Go through the records and show each line where the word "Feel" occurs.

** Data to process follows **

PR #79, opened 2024-03-31
Optional `types_output` option

### LINKED ISSUE #77: [FEAT] Add option for exporting zap types into separate file.
## Describe your feature
Currently types you write inside your zap file get exported in both the server and client files, this is usually fine. However, I'm pretty nitpicky about separation, and I am not a fan of having my shared files access client files just to access types.

## Implementation Details
`opt types_output = "src/shared/types/zap.types.luau`
This would create a new file in the location specified, and then your server & client would gather the types necessary from there.

passhley:
Adds a new option `types_output` to export types written in your Zap file out to a shared file.

Closes #77


zap/src/parser/convert.rs
```diff
@@ -207,6 +209,25 @@ impl<'src> Converter<'src> {
...
+				self.report(Report::AnalyzeInvalidOptValue {
+					span: opt.value.span(),
+					expected: "string",
+				});
+			}
+		}
+
+		(value, span)
+	}
+
```
jackdotink, line 230: I'd rather not add `optional_str_opt` and instead have a `str_opt` with an empty default (`""`). Later we can check `types_output.is_empty()` to determine if we should output.

passhley: Updated `types_output` to use `str_opt` instead.

sasial-dev:
I had a go trying to rebase this but I wasn't sucessful. The same code should almost work - but could you please base your PR off the `0.6.x` branch? I apologise for the lack of clarity, and I'll update it on the README now!

PR #90, opened 2024-06-11
[REWRITE] More errors

nezuo:


zapc/src/meta/report.rs
```diff
@@ -151,6 +159,30 @@ impl Report {
...
+			Self::DuplicateDecl {
+				decl_kind,
+				name,
+				span,
+				first_decl_span,
+			} => build(kind, span)
+				.with_message(format!(
+					"the {} {} is defined multiple times in the same scope",
+					decl_kind,
+					ticks(&name)
```
jackdotink, line 172: change to `ticks(&name).fg(ERROR)`

zapc/src/meta/report.rs
```diff
@@ -151,6 +159,30 @@ impl Report {
...
+				))
+				.with_labels([
+					label(first_decl_span)
+						.with_message(format!(
+							"first definition of the {} {} here",
```
jackdotink, line 177: `declkind name is first defined here`

zapc/src/meta/report.rs
```diff
@@ -151,6 +159,30 @@ impl Report {
...
+							decl_kind,
+							ticks(&name).fg(INFO)
+						))
+						.with_color(INFO),
+					label(span)
+						.with_color(ERROR)
+						.with_message(format!("{} redefined here", ticks(&name).fg(ERROR))),
```
jackdotink, line 184: declkind name later redefined here

zapc/src/hir_builder/decl.rs
```diff
@@ -1,45 +1,67 @@
...
-		}
+		});
+
+		self.report_duplicates("remote", &decls, |d| {
+			if let AstDecl::Remote { name, .. } = d {
+				Some((name, name.span()))
+			} else {
+				None
+			}
+		});
```
jackdotink, line 64: In `hir_builder/scope.rs` I have some code for reporting errors should duplicate types or remotes attempt to be added. I do agree that reporting all duplicates here is far better, but in those other cases it needs to be ignored.

zapc/src/hir_builder/decl.rs
```diff
@@ -59,148 +60,238 @@ impl<'a> HirBuilder<'a> {
...
-					// todo: report error
 				}
 
+				self.report(Report::ExpectedValueWrongType {
+					value_span: words.first().unwrap().span().merge(words.last().unwrap().span()),
+					expected_values: "\"client\" or \"server\"".to_string(),
+					found_type: "path".to_string(),
+					help: None,
+				});
+
```
jackhexed: we will almost certainly not reuse `ExpectedValueWrongType`, so I think it would be a better idea to create a more specific report variant for this case.

zapc/src/hir_builder/ty.rs
```diff
@@ -91,9 +114,16 @@ impl<'a> HirBuilder<'a> {
 		})
 	}
 
-	fn generics_one_range(&mut self, generics: &[AstGeneric]) -> Option<AstRange> {
+	fn generics_one_range(&mut self, segment: &AstWord, generics: &[AstGeneric]) -> Option<AstRange> {
 		if generics.len() > 1 {
-			// todo: report extra generics
+			self.report(Report::IncorrectGenericCount {
+				type_span: segment.span(),
```
jackhexed: this wouldn't be the span of the entire type
imagine the type `buffer<a, b>` - this would only be the span for `buffer` when you really want it to be the span for the whole type

zapc/src/meta/report.rs
```diff
@@ -151,6 +248,173 @@ impl Report {
...
+								"remove this generic argument"
+							} else {
+								"remove these generic arguments"
+							}),
+					);
+				}
+
+				build(kind, type_span)
+					.with_message(format!(
+						"type {} takes {}{expected_count} generic {} but {count} generic {} supplied",
```
jackhexed, line 404: "generic" should be "generics" when `count > 1`

jackhexed (changes requested):

zapc/src/meta/report.rs
nezuo: This is already accounted for by the following word: `type x takes 5 generic arguments`

nezuo:
CI was failing because of Rustfmt. It wasn't a file I touched but I formatted it anyways.

sasial-dev:
Thank you for your contributions so far!
The state of the rewrite is tenuous, so I'll close this PR. Feel free to keep the branch in case things change.

PR #93, opened 2024-06-23
Fix nested maps

### LINKED ISSUE #89: [BUG] Zap incorrectly shadows variables which causes deserialization to fail
## Describe the bug
Zap de-serialization will shadow variables and try to use the value of the variable before it was shadowed

## Reproduction
https://zap.redblox.dev/playground.html?code=ZXZlbnQgZXhhbXBsZSA9IHsNCiAgICBmcm9tOiBTZXJ2ZXIsDQogICAgdHlwZTogUmVsaWFibGUsDQogICAgY2FsbDogU2luZ2xlU3luYywNCiAgICBkYXRhOiBtYXAgeyBbdThdOiBtYXAgeyBbdThdOiBib29sZWFuIH0gfQ0KfQ0K

If you look at the client you will see:
```lua
local key
local val
key = buffer.readu8(incoming_buff, read(1))
val = {}
for _ = 1, buffer.readu16(incoming_buff, read(2)) do
	local key
	local val
	key = buffer.readu8(incoming_buff, read(1))
	val = buffer.readu8(incoming_buff, read(1)) == 1 -- shadows the `val` table
	val[key] = val -- errors because `val` is now a boolean instead of the table
end
```

Ketasaja:
Removes shadowing from generated code, allowing for events like:
```
event test = {
	from: Client,
	type: Reliable,
	call: ManyAsync,
	data: map { [
		map { [string]: boolean }
	]:
		map {
			[boolean]:
			string[][][]
		}
	}[]
}
```

Ideally there'd be an integer suffix instead of `_v_v_v_v_v_v_v`, this is a quick fix to hold over until the rewrite.

### DIFF
--- a/zap/src/irgen/des.rs
+++ b/zap/src/irgen/des.rs
@@ -155,13 +155,17 @@ impl Des {
 					to: self.readu16(),
 				});
 
-				self.push_local("key", None);
-				self.push_local("val", None);
+				let escaped = into.display_escaped();
+				let suffix = &escaped[escaped.find("_").unwrap()..];
+				let key_name = "key".to_string() + suffix;
+				self.push_local(key_name.clone().leak(), None);
+				let val_name = "val".to_string() + suffix;
+				self.push_local(val_name.clone().leak(), None);
 
-				self.push_ty(key, "key".into());
-				self.push_ty(val, "val".into());
+				self.push_ty(key, Var::Name(key_name.clone()));
+				self.push_ty(val, Var::Name(val_name.clone()));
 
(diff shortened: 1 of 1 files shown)


sasial-dev:
Oh. My. God - you are awesome, thank you for doing this!

sasial-dev (approved):
I don't like the idea of using `.leak()`, but I think it's okay considering we also leak in array des (L139). I did mess around with trying to get rid of it but I had no success.
Otherwise, I really like the way you did the solution - it's pretty clever!

PR #95, opened 2024-06-24
Generate TypeScript arrays instead of huge tuples

### LINKED ISSUE #69: [BUG] TypeScript type generation should only use tuples for small arrays
## Describe the bug

Given an input like this
```
opt typescript = true

event MyEvent = {
	from: Server,
	type: Reliable,
	call: ManyAsync,
	data: u8[5],
}
```
Zap will generate TypeScript types like:
```ts
Fire: (Player: Player, Value: [number, number, number, number, number]) => void
```

However.. if you use something like `data: u8[128][128][128]`, this very quickly gets out of hand with 2 million `number` types.

Instead, if an array type exceeds a certain size, Zap should just emit `number[]`.

## Reproduction
[playground link](https://zap.redblox.dev/playground.html?code=b3B0IHR5cGVzY3JpcHQgPSB0cnVlCgpldmVudCBNeUV2ZW50ID0gewoJZnJvbTogU2VydmVyLAoJdHlwZTogUmVsaWFibGUsCgljYWxsOiBNYW55QXN5bmMsCglkYXRhOiB1OFsxMjhdWzEyOF1bMTI4XSwKfQo=)

## Expected behavior
Zap should emit TypeScript types which don't make the IDE explode.

Ketasaja:
Closes #69.

This doesn't have special behavior for nested types like `u8[10][10][10][10]` to keep this uncontroversial.

Constant `const TUPLE_BECOMES_ARRAY_THRESHOLD: i8 = 11;` specifies the threshold. Alternatively there could be a configuration option for this.

### DIFF
--- a/zap/src/output/typescript/mod.rs
+++ b/zap/src/output/typescript/mod.rs
@@ -4,7 +4,7 @@ pub mod client;
 pub mod server;
 
 pub trait ConfigProvider {
-    fn get_config(&self) -> &Config;
+	fn get_config(&self) -> &Config;
 }
 
 pub trait Output: ConfigProvider {
--- a/zap/src/output/typescript/mod.rs
+++ b/zap/src/output/typescript/mod.rs
@@ -3,6 +3,8 @@ use crate::config::{Config, Enum, Ty};
 pub mod client;
 pub mod server;
 
+const TUPLE_BECOMES_ARRAY_THRESHOLD: i8 = 11;
+
 pub trait Output {
 	fn push(&mut self, s: &str);
 	fn indent(&mut self);
@@ -24,17 +26,22 @@ pub trait Output {
 			Ty::Arr(ty, range) => match (range.min(), range.max()) {
 				(Some(min), Some(max)) => {
 					if let Some(exact) = range.exact() {
-						self.push("[");
+						if exact >= TUPLE_BECOMES_ARRAY_THRESHOLD.into() {
+							self.push_ty(ty);
+							self.push("[]");
+						} else {
+							self.push("[");
 
-						for i in 0..exact as usize {
-							if i != 0 {
-								self.push(", ");
+							for i in 0..exact as usize {
+								if i != 0 {
+									self.push(", ");
+								}
+
+								self.push_ty(ty);
 							}
 
-							self.push_ty(ty);
+							self.push("]");
 						}
-
-						self.push("]");
 					} else {
 						if min as usize != 0 {
 							self.push("[");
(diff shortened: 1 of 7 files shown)


zap/src/output/typescript/mod.rs
```diff
@@ -3,6 +3,8 @@ use crate::config::{Config, Enum, Ty};
 pub mod client;
 pub mod server;
 
+const TUPLE_BECOMES_ARRAY_THRESHOLD: i8 = 11;
```
sasial-dev: Let's turn this into a configuration option.

sasial-dev (changes requested):

zap/src/output/typescript/mod.rs
Ketasaja: What should it be called? `typescript_tuples_become_arrays_threshold`, or is that too verbose? Luau might offer tuple types someday and I don't want to confuse anyone.
luau tuples discord

sasial-dev: I think we'll need to document it either way (see `docs/options.md`).
Maybe `typescript_array_threshold`?

zap/src/output/typescript/mod.rs
```diff
@@ -185,18 +190,18 @@ pub trait Output {
 		}
 	}
 
-	fn push_arg_ty(&mut self, ty: &Ty) {
+	fn push_arg_ty(&mut self, ty: &Ty, config: &Config) {
```
sasial-dev: Let's not make `config` an argument of `push_ty`/`push_arg_ty`. ~Instead add it to the trait itself~ - I realised you can't do this in rust. I'll try to think about alternative options.

zap/src/parser/convert.rs
```diff
@@ -88,6 +88,7 @@ impl<'src> Converter<'src> {
 		let (write_checks, ..) = self.boolean_opt("write_checks", true, &config.opts);
 		let (typescript, ..) = self.boolean_opt("typescript", false, &config.opts);
 		let (manual_event_loop, ..) = self.boolean_opt("manual_event_loop", false, &config.opts);
+		let (typescript_max_tuple_length, ..) = self.num_opt("typescript_max_tuple_length", 11.0, &config.opts);
```
sasial-dev: Shouldn't this be `10.0` as that's what you specified the deafult was on the docs.

sasial-dev (changes requested):

sasial-dev:
After doing those commits please also fix the merge conflicts.

sasial-dev (approved):
LGTM!

PR #97, opened 2024-06-24
Freeze module returns

gaymeowing:
Makes the return table of the generated modules frozen, including the nested tables for events

### DIFF
--- a/zap/src/output/luau/client.rs
+++ b/zap/src/output/luau/client.rs
@@ -576,7 +576,7 @@ impl<'src> ClientOutput<'src> {
 			.iter()
 			.filter(|ev_decl| ev_decl.from == EvSource::Client)
 		{
-			self.push_line(&format!("{name} = {{", name = ev.name));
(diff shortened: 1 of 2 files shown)


jackhexed (approved):
lgtm

sasial-dev (changes requested):
Small nit with regards to code style, you use `table.freeze({` sometimes and sometimes you use `table.freeze {`. Can you convert all of them to be `table.freeze({`?

gaymeowing:
> Small nit with regards to code style, you use `table.freeze({` sometimes and sometimes you use `table.freeze {`. Can you convert all of them to be `table.freeze({`?

Only did table.freeze({ for the studio return, as table.freeze {} :: T in the new solver currently produces a type error. Will do it if you still think its necessary, I just think having parentheses would unnecessarily clutter up how the return looks.

sasial-dev (approved):
LGTM!

PR #98, opened 2024-06-24
Add `FireSet` method

sasial-dev:


sasial-dev:
@nezuo can we assume that sets always have the value as `true` (so I can just do `for i in set`) or do we have to evaluate the key's value at runtime?

nezuo:
Yes, it should assume that the value is always `true`. It will also be type-checked at compile time.

jackhexed (approved):
lgtm

PR #101, opened 2024-06-25
Add BrickColor type

gaymeowing:
Adds a BrickColor type to zap, as BrickColors can be serialized more efficiently than Color3s as they can be serialized as only a u16

### DIFF
--- a/zap/src/irgen/ser.rs
+++ b/zap/src/irgen/ser.rs
@@ -248,6 +248,12 @@ impl Ser {
 
 			Ty::BrickColor => self.push_writeu16(from.clone().nindex("Number").into()),
 
+			Ty::Vector3 => {
+				self.push_writef32(from.clone().nindex("X").into());
+				self.push_writef32(from.clone().nindex("Y").into());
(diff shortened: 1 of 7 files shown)


zap/src/irgen/ser.rs
```diff
@@ -246,11 +246,7 @@ impl Ser {
 				));
 			}
 
-			Ty::Vector3 => {
-				self.push_writef32(from.clone().nindex("X").into());
-				self.push_writef32(from.clone().nindex("Y").into());
-				self.push_writef32(from.clone().nindex("Z").into());
-			}
+			Ty::BrickColor => self.push_writeu16(from.clone().nindex("Number").into()),
```
sasial-dev: I think you unintentionally got rid of `Vector3`.

sasial-dev (changes requested):

sasial-dev (changes requested):
Please add the types to be matched in `parser/convert.rs` to at L416 (under `SyntaxTyKind::Ref`).

sasial-dev (approved):
LGTM!

PR #212, opened 2025-11-27
Add `include_profile_labels` option to include microprofiler labels

nezuo:
Feel free to suggest alternative names for the option.

Here are the places labels were added:

- For callbacks:
```lua
local function profiledCallback(label, callback)
	return function(...)
		debug.profilebegin(label)
		callback(...)
		debug.profileend()
	end
end

setCallback = function(callback: (message: (string)) -> ())
    callback = profiledCallback("EventName Callback", callback)
```
- When events/functions are fired/called: `EventName Fire`/`EventName FireAll`/`FunctionName Call`
- In OnClientEvents/OnServerEvents: `Zap Reliable OnClientEvent`/`Zap UnreliableEventName OnClientEvent`
- A label for each event/functions's deserialization: `EventName Deserialize`
- A label for `sendEvents()`: `Zap Send Events`

### DIFF
--- a/docs/.vitepress/components/Editor.vue
+++ b/docs/.vitepress/components/Editor.vue
@@ -2,13 +2,13 @@
 	<MonacoEditor
 		:value="props.modelValue"
 		@update:value="(val: string) => $emit('update:modelValue', val)"
-		:language="lang ?? 'zapConfig'"  
+		:language="lang ?? 'zapConfig'"
 		:theme="`${props.isCodeBlock ? 'codeblock' : 'tab'}-${isDark ? 'dark' : 'light'}`"
 		@beforeMount="beforeMount"
 		@mount="(editor) => $emit('mounted', editor)"
 		:options="EDITOR_OPTIONS"
-	/>	
-</template>	
+	/>
+</template>
 
 <script setup lang="ts">
 import MonacoEditor from "@guolao/vue-monaco-editor";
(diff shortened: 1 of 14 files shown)


docs/.vitepress/components/Editor.vue
```diff
@@ -2,13 +2,13 @@
...
-		:language="lang ?? 'zapConfig'"  
+		:language="lang ?? 'zapConfig'"
 		:theme="`${props.isCodeBlock ? 'codeblock' : 'tab'}-${isDark ? 'dark' : 'light'}`"
 		@beforeMount="beforeMount"
 		@mount="(editor) => $emit('mounted', editor)"
 		:options="EDITOR_OPTIONS"
-	/>	
-</template>	
+	/>
+</template>
```
sasial-dev, line 11: Can you fix the diff here please?

sasial-dev (changes requested):
Can you please add tests? They'll point out an issue I noticed as to where you're setting a global variable for example.

Image

docs/.vitepress/components/Editor.vue
nezuo: What's the issue here? It was just my editor removing trailing whitespace.

nezuo:
Didn't realize we had tests, I'll take a look.

docs/.vitepress/components/Editor.vue
sasial-dev: Been a fan of not outgrowing the scope of the PR, but I agree it's fine to keep in.

nezuo:
Callbacks are no longer wrapped in `profiledCallback` and now there are just profiles around them wherever they are called.

I also added the `display_path` methods to `FnDecl` and `EvDecl` so we can show `Namespace.Event` instead of just `Event`.

sasial-dev (approved):
Thank you!

PR #217, opened 2026-02-12
Docs: Updated deprecated Instance and String syntax

ConfidentLetter:


ConfidentLetter:
`options.md` on line 140 was not updated as I interpreted it to just be an indicator of length and not a proper type declaration.

sasial-dev (approved):
Thank you!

** End of Data to process **

# Response area
The state of the rewrite is tenuous, so I'll close this PR. Feel free to keep the branch in case things change.
Feel free to suggest alternative names for the option.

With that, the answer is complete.